This project is built on top of the vLLM project
CachedLLM is a multi-tenant LoRA serving system designed to improve memory management and reduce memory exchange overhead. It leverages a dynamic page cache to store persistent states and LoRA adapters in main memory while caching them in VRAM across multiple invocations. This design significantly improves GPU utilization, latency, and throughput in VRAM-limited scenarios.
- Dynamic Page Cache: Stores data and weights in pages and dynamically manages the page cache based on access frequency.
- Efficient Kernel: Optimize SGMV kernel for paged LoRA
- Memory Management: Reduces memory fragmentation and improves VRAM utilization.
The adapter cache pool is divided into pages of equal size for fine-grained management, significantly reducing memory fragmentation and improving memory management efficiency.

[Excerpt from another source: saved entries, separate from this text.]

PR #858, opened 2026-04-14
cmake: Add `VOLK_STATIC_DISPATCH` for compile time machine selection

xerpi:
When `VOLK_STATIC_DISPATCH` is set to a machine name (e.g. `neonv8`, `avx2_64_mmx_orc`), the build generates a header only static dispatch layer that maps generic kernel names directly to the best implementation via `#define` and `static inline` wrappers. No runtime CPU detection, no function pointer indirection, no filesystem access.

This is useful for baremetal/embedded targets where the CPU is known at compile time and the runtime dispatch infrastructure (`cpu_features`, `volk_prefs`, `volk_rank_archs`) is not available or desirable.

The generated `volk_dispatch.h` either contains:
- Static dispatch:  `LV_HAVE_*` defines, kernel header includes, `#define` aliases and `static inline` dispatchers.
- Dynamic dispatch: extern function pointer declarations (unchanged).

The common parts (`#include`s, `VOLK_OR_PTR`) live in a static `volk.h` that includes the generated `volk_dispatch.h`.

When static dispatch is active, `ENABLE_APPS`, `ENABLE_TESTING`, `ENABLE_PROFILING` and `ENABLE_MODTOOL` are automatically disabled. `cpu_features`, `fmt`, `ORC` and `dlfcn` dependencies are all skipped.

For example, compiling with `-DVOLK_STATIC_DISPATCH="avx2_64_mmx_orc"` produces a `libvolk` with just `volk_free` and `volk_malloc` VOLK-exported symbols, and a `volk_dispatch.h` header (included by `volk.h`) that looks like:
```c
//! Returns the name of the machine this instance will use
static inline const char *volk_get_machine(void)
{
    return "avx2_64_mmx_orc";
}

//! Get the machine alignment in bytes
static inline size_t volk_get_alignment(void)
{
    return 32;
}

//! Is the pointer on a machine alignment boundary?
static inline bool volk_is_aligned(const void *ptr)
{
    return ((intptr_t)(ptr) & (intptr_t)31) == 0;
}

#define LV_HAVE_GENERIC 1
#define LV_HAVE_64 1
#define LV_HAVE_MMX 1
#define LV_HAVE_SSE 1
#define LV_HAVE_SSE2 1
#define LV_HAVE_SSE3 1
#define LV_HAVE_SSSE3 1
#define LV_HAVE_SSE4_1 1
#define LV_HAVE_SSE4_2 1
#define LV_HAVE_POPCOUNT 1
#define LV_HAVE_AVX 1
#define LV_HAVE_FMA 1
#define LV_HAVE_AVX2 1
#define LV_HAVE_ORC 1

#include <volk/volk_16i_32fc_dot_prod_32fc.h>
#include <volk/volk_16i_branch_4_state_8.h>
#include <volk/volk_16i_convert_8i.h>
....

#define volk_16i_32fc_dot_prod_32fc_a volk_16i_32fc_dot_prod_32fc_a_avx2_fma
#define volk_16i_32fc_dot_prod_32fc_u volk_16i_32fc_dot_prod_32fc_u_avx2_fma

static inline void volk_16i_32fc_dot_prod_32fc(lv_32fc_t*  result, const short*  input, const lv_32fc_t*  taps, unsigned int  num_points)
{
    if (volk_is_aligned(VOLK_OR_PTR(result,VOLK_OR_PTR(input,VOLK_OR_PTR(taps,0)))))
        volk_16i_32fc_dot_prod_32fc_a(result, input, taps, num_points);
    else
        volk_16i_32fc_dot_prod_32fc_u(result, input, taps, num_points);
}

#define volk_16i_branch_4_state_8_a volk_16i_branch_4_state_8_a_ssse3
#define volk_16i_branch_4_state_8_u volk_16i_branch_4_state_8_generic

static inline void volk_16i_branch_4_state_8(short*  target, short*  src0, char**  permuters, short*  cntl2, short*  cntl3, short*  scalars)
{
    if (volk_is_aligned(VOLK_OR_PTR(target,VOLK_OR_PTR(src0,VOLK_OR_PTR(permuters,VOLK_OR_PTR(cntl2,VOLK_OR_PTR(cntl3,VOLK_OR_PTR(scalars,0))))))))
        volk_16i_branch_4_state_8_a(target, src0, permuters, cntl2, cntl3, scalars);
    else
        volk_16i_branch_4_state_8_u(target, src0, permuters, cntl2, cntl3, scalars);
}

#define volk_16i_convert_8i_a volk_16i_convert_8i_a_avx2
#define volk_16i_convert_8i_u volk_16i_convert_8i_u_avx2

static inline void volk_16i_convert_8i(int8_t*  outputVector, const int16_t*  inputVector, unsigned int  num_points)
{
    if (volk_is_aligned(VOLK_OR_PTR(outputVector,VOLK_OR_PTR(inputVector,0))))
        volk_16i_convert_8i_a(outputVector, inputVector, num_points);
    else
        volk_16i_convert_8i_u(outputVector, inputVector, num_points);
}
....
```

With `VOLK_STATIC_DISPATCH="neonv8"` :
```c
#define volk_16i_32fc_dot_prod_32fc_a volk_16i_32fc_dot_prod_32fc_neonv8
#define volk_16i_32fc_dot_prod_32fc_u volk_16i_32fc_dot_prod_32fc_neonv8

static inline void volk_16i_32fc_dot_prod_32fc(lv_32fc_t*  result, const short*  input, const lv_32fc_t*  taps, unsigned int  num_points)
{
    if (volk_is_aligned(VOLK_OR_PTR(result,VOLK_OR_PTR(input,VOLK_OR_PTR(taps,0)))))
        volk_16i_32fc_dot_prod_32fc_a(result, input, taps, num_points);
    else
        volk_16i_32fc_dot_prod_32fc_u(result, input, taps, num_points);
}
```


xerpi:
Only [Build on ubuntu22.04 armv7 g++](https://github.com/gnuradio/volk/actions/runs/24378968661/job/71198225163?pr=858#logs) failed:
```
  99% tests passed, 1 tests failed out of 196
  
  Total Test time (real) = 229.54 sec
  
  The following tests FAILED:
  	 43 - qa_volk_32f_log2_32f (Failed)
```
Could be a flaky test.

EDIT: After running again now it's passing.

xerpi:
Again, `qa_volk_32f_log2_32f` failed...
Also, `kernels/volk/volk_32f_expfast_32f.h` was polluting the global `#define`-space, so I added some `#undef`s.

kernels/volk/volk_32f_expfast_32f.h
```diff
@@ -397,4 +397,9 @@ volk_32f_expfast_32f_rvv(float* bVector, const float* aVector, unsigned int num_
 }
 #endif /*LV_HAVE_RVV*/
 
+#undef Mln2
+#undef A
+#undef B
+#undef C
```
jdemel: Where is this coming from? Could that change have ended up here by accident?

CMakeLists.txt
```diff
@@ -154,12 +176,11 @@ else()
     message(STATUS "Building Volk without cpu_features")
 endif()
 
-# fmt - required for qa_utils table printing
-# For static builds, always use FetchContent to ensure we get a static library
-if(NOT ENABLE_STATIC_LIBS)
+# fmt - required for qa_utils table printing (apps and tests only)
+if(NOT VOLK_STATIC_DISPATCH AND NOT ENABLE_STATIC_LIBS)
     find_package(fmt QUIET)
 endif()
```
jdemel: I have feeling that it'd make most sense to have all the fmtlib related changes in your other PR #857 . I suggest to move the whole `find_package` code to one place where we also decide if we want to do fetch content or rely on system packages.

CMakeLists.txt
```diff
@@ -247,27 +268,35 @@ install(
...
+    ${CMAKE_CURRENT_SOURCE_DIR}/include/volk/volk_malloc.h
+    ${CMAKE_CURRENT_BINARY_DIR}/include/volk/volk_dispatch.h
+    ${CMAKE_CURRENT_BINARY_DIR}/include/volk/volk_config_fixed.h
+    ${CMAKE_CURRENT_BINARY_DIR}/include/volk/volk_typedefs.h
+    ${CMAKE_CURRENT_BINARY_DIR}/include/volk/volk_version.h)
+
+if(NOT VOLK_STATIC_DISPATCH)
+    list(APPEND VOLK_INSTALL_HEADERS
+        ${CMAKE_CURRENT_SOURCE_DIR}/include/volk/volk_prefs.h
+        ${CMAKE_CURRENT_SOURCE_DIR}/include/volk/constants.h
```
jdemel: Why do the constants need to be excluded?

jdemel (commented):
So far looks good. I couldn't review it completely yet, though.

kernels/volk/volk_32f_expfast_32f.h
xerpi: VOLK is `#define`ing `Mln2`, `A`, `B`, `C`, which is polluting the global define-space, and my code had variables named A and B so I was getting compiler errors.
Unless they are part of the public API, I think it's better to `#undef` them.
I left a note here: https://github.com/gnuradio/volk/pull/858#issuecomment-4242727843

CMakeLists.txt
xerpi: `constants.h` contains many functions that seem targeted for "dynamic dispatch" / running with a proper OS beneath:
```c
VOLK_API const char* volk_prefix();
VOLK_API const char* volk_version();
VOLK_API const char* volk_c_compiler();
VOLK_API const char* volk_compiler_flags();
VOLK_API const char* volk_available_machines();
```
I think some of them would still make sense in baremetal/embedded systems (all except `volk_prefix` and `volk_available_machines`).

jdemel: I checked what `constants.c` expands to. Only `volk_prefix` does anything dynamically. Thinking of it: Would it make sense to set this to something static for your case? The other cases don't hurt. A static string might not yield information in your case but it doesn't hurt either, does it?

CMakeLists.txt
jdemel: I just merged the other PR. Resolving this thread.

jdemel:
> Only [Build on ubuntu22.04 armv7 g++](https://github.com/gnuradio/volk/actions/runs/24378968661/job/71198225163?pr=858#logs) failed:
> 
> ```
>   99% tests passed, 1 tests failed out of 196
>   
>   Total Test time (real) = 229.54 sec
>   
>   The following tests FAILED:
>   	 43 - qa_volk_32f_log2_32f (Failed)
> ```
> 
> Could be a flaky test.
> 
> EDIT: After running again now it's passing.

yes, unfortunately it is.

kernels/volk/volk_32f_expfast_32f.h
jdemel: Found it. There's quite a few problems:
- the constant names do not tell any information.
- the variables pollute global namespace

Making a `#define` local to a specific header, would be difficult to achieve. Having those constants with more descriptive names would at least help.
Unfortunately, I can't find the description of the underlying algorithm right away.

Would it help your case to rename these variables with prefixes? `VOLK_EXPFAST_...`? The `#undef` part would be a work around but would add even more confusion. Also, I fear this makes the system more prone to errors.

jdemel:
I like those additions. Though I'm worried this will break the API in some way. If we break the API, we can only add this feature in a new major release "v4". 

`volk.h` is the canonical entrypoint for everything VOLK, that's why this needs to be carefully changed. Can you go into further detail how your changes do not affect the current API? 

Can you add a CI test for your case? From prior experience: everything that does not receive a CI test will break soon.

kernels/volk/volk_32f_expfast_32f.h
xerpi: Actually, I find it quite standard practice in open-source projects to `#undef` macros after use, precisely to avoid polluting the preprocessor namespace. That said, I'll also rename the constants with the `VOLK_EXPFAST_` prefix as you suggested.

CMakeLists.txt
xerpi: I've used `#cmakedefine VOLK_STATIC_DISPATCH` in `constants.c.in` so that `volk_prefix()` calls `getenv("VOLK_PREFIX")` on dynamic dispatch builds, and just returns a static string (the configured install prefix, or empty if not set) on static dispatch builds. This way the API is the same in both cases.

xerpi:
> I like those additions. Though I'm worried this will break the API in some way. If we break the API, we can only add this feature in a new major release "v4".
> 
> `volk.h` is the canonical entrypoint for everything VOLK, that's why this needs to be carefully changed. Can you go into further detail how your changes do not affect the current API?
> 
> Can you add a CI test for your case? From prior experience: everything that does not receive a CI test will break soon.

Updates:
- Renamed `Mln2`, `A`, `B`, `C` macros in `volk_32f_expfast_32f.h` to `VOLK_EXPFAST_*` (keeping the `#undef`s at the end).
- `constants.c.in` is now compiled in both static and dynamic dispatch builds, using `#cmakedefine VOLK_STATIC_DISPATCH` to conditionally include the `getenv` call in `volk_prefix()` only for dynamic dispatch. `constants.h` is now always installed.

Regarding API compatibility:
- The `constants.h` API is now identical in both static and dynamic dispatch builds.
- However, `volk_prefs.h` and `volk_cpu.h` are still excluded from static dispatch installs, as those APIs depend on runtime machine detection which is not applicable in a static dispatch context.

I've added a `build-ubuntu-static-dispatch` CI job that builds with `-DVOLK_STATIC_DISPATCH=generic`.

xerpi:
Actually, I realized that some of the options such as disabling apps and testing are not related to static dispatch but to cross-compiling. We can still generate a static dispatch build for the host architecture and run tests without any problem. So I switched some options to be gated on `CMAKE_CROSSCOMPILING` instead of `VOLK_STATIC_DISPATCH`.

tests/CMakeLists.txt
```diff
@@ -6,10 +6,6 @@
 # SPDX-License-Identifier: LGPL-3.0-or-later
 #
 
-if(NOT ENABLE_TESTING)
-    return()
-endif(NOT ENABLE_TESTING)
-
```
jdemel, line 12: The intention here is that we can gate tests behind that common switch. The common place for these decisions is at the beginning of the corresponding CMakeLists.txt file. I assume this was part of some debug change and might need to be reverted?

CMakeLists.txt
```diff
@@ -396,7 +417,9 @@ add_subdirectory(lib)
 ########################################################################
 # Add tests
 ########################################################################
-add_subdirectory(tests)
+if(ENABLE_TESTING)
+    add_subdirectory(tests)
+endif()
```
jdemel, line 422: Ah. That relates to my earlier comment. I suggest to keep the checks in the folder where they are needed. Thanks =D

jdemel (changes requested):
Thanks for your PR. It looks good but there's still something broken with the static compile test. I suggest to fix this. Also, that'd help a lot to reproduce what you implemented. Thanks.

tests/CMakeLists.txt
xerpi: That's a good point. However, in most of the CMake projects I've seen so far, the top-level `CMakeLists.txt`, which reads the `option`s, is the one that gates adding subdirectories, like:
>
```cmake
if(ENABLE_TESTING)
    add_subdirectory(tests)
endif()
```
>
and currently, the other options follow the same pattern:
>
```cmake
if(ENABLE_UTILITY_APPS)
    add_subdirectory(apps)
endif()

if(ENABLE_MODTOOL)
    add_subdirectory(python/volk_modtool)
endif()
```
>
That said, I'm happy to switch all of them to always be included and do the check + `return()` in the sub-`CMakeLists.txt` instead, if you prefer!

jdemel: Thanks. It's basically part of a very old discussion on CMake structure preferences.

I'm fine with it.

jdemel (commented):
Thanks for your update. One last comment.

Unfortunately, I didn't see a notification that there was any activity in this issue. So, I totally missed your update. Since GH threw errors while I tried to add my latest comment, I assume GH also has problems with notifications. 
Anyways, I'm sorry that my reply is late.

jdemel:
> Thanks for your update. One last comment.
> 
> Unfortunately, I didn't see a notification that there was any activity in this issue. So, I totally missed your update. Since GH threw errors while I tried to add my latest comment, I assume GH also has problems with notifications. Anyways, I'm sorry that my reply is late.

And the last comment is missing... Since commenting on lines of code does not work at the moment in [tmpl/volk_dynamic_dispatch.tmpl.h](https://github.com/gnuradio/volk/pull/858/changes#diff-eb935e247e7978a5a2ae302f5b9882e7d747c7e584a7326469754edefe08b481)
```c
/*!
 * Is the pointer on a machine alignment boundary?
 *
 * Note: for performance reasons, this function
 * is not usable until another volk API call is made
 * which will perform certain initialization tasks.
 *
 * \param ptr the pointer to some memory buffer
 * \return 1 for alignment boundary, else 0
 */
VOLK_API bool volk_is_aligned(const void *ptr);
```
The comment/documentation provides some important and non-trivial information on the behavior of this function that should be restored.

xerpi:
> > Thanks for your update. One last comment.
> > Unfortunately, I didn't see a notification that there was any activity in this issue. So, I totally missed your update. Since GH threw errors while I tried to add my latest comment, I assume GH also has problems with notifications. Anyways, I'm sorry that my reply is late.
> 
> And the last comment is missing... Since commenting on lines of code does not work at the moment in [tmpl/volk_dynamic_dispatch.tmpl.h](https://github.com/gnuradio/volk/pull/858/changes#diff-eb935e247e7978a5a2ae302f5b9882e7d747c7e584a7326469754edefe08b481)
> 
> ```c
> /*!
>  * Is the pointer on a machine alignment boundary?
>  *
>  * Note: for performance reasons, this function
>  * is not usable until another volk API call is made
>  * which will perform certain initialization tasks.
>  *
>  * \param ptr the pointer to some memory buffer
>  * \return 1 for alignment boundary, else 0
>  */
> VOLK_API bool volk_is_aligned(const void *ptr);
> ```
> 
> The comment/documentation provides some important and non-trivial information on the behavior of this function that should be restored.

I've updated the static dispatch docs for `volk_is_aligned()` to make the behavior explicit:

> Unlike dynamic dispatch builds, static dispatch embeds the machine alignment in this inline function, so no runtime initialization is required before calling it.

Also, I've rebased from `main`.

jdemel (approved):

jdemel:
Thank you very much!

CachedLLM uses a least-recently-used (LRU) cache policy to minimize the count of exchanging adapters between main memory and VRAM, reducing memory exchange overhead.
The batching mechanism in CachedLLM enables batching requests of different LoRA adapters, increasing the number of batched requests per computation and thus improving throughput.
We use optimized kernels based on SGMV in punica.
CachedLLM achieved a notable reduction in task-switching overhead compared to vLLM and Huggingface, with up to a 10% overhead reduction.
CachedLLM demonstrated up to a 3x improvement in throughput compared to vLLM.
CachedLLM offers significant improvements in latency, throughput, and memory management for multi-tenant LoRA serving scenarios. It efficiently manages VRAM usage, reducing task-switching overhead and improving batching efficiency.